> **EXERCISE INSTRUCTIONS**:
What is needed here is every entry, retyped exactly.

> **THE DATA**:
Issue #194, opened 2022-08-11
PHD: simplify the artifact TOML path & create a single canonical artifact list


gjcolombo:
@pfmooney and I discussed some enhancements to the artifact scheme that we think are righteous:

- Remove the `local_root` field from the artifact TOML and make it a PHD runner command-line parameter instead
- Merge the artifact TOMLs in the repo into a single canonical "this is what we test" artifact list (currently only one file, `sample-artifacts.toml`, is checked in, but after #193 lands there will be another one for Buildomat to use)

> **TASK ANSWER**:
Issue #194, opened 2022-08-11
PHD: simplify the artifact TOML path & create a single canonical artifact list


gjcolombo:
@pfmooney and I discussed some enhancements to the artifact scheme that we think are righteous:

- Remove the `local_root` field from the artifact TOML and make it a PHD runner command-line parameter instead
- Merge the artifact TOMLs in the repo into a single canonical "this is what we test" artifact list (currently only one file, `sample-artifacts.toml`, is checked in, but after #193 lands there will be another one for Buildomat to use)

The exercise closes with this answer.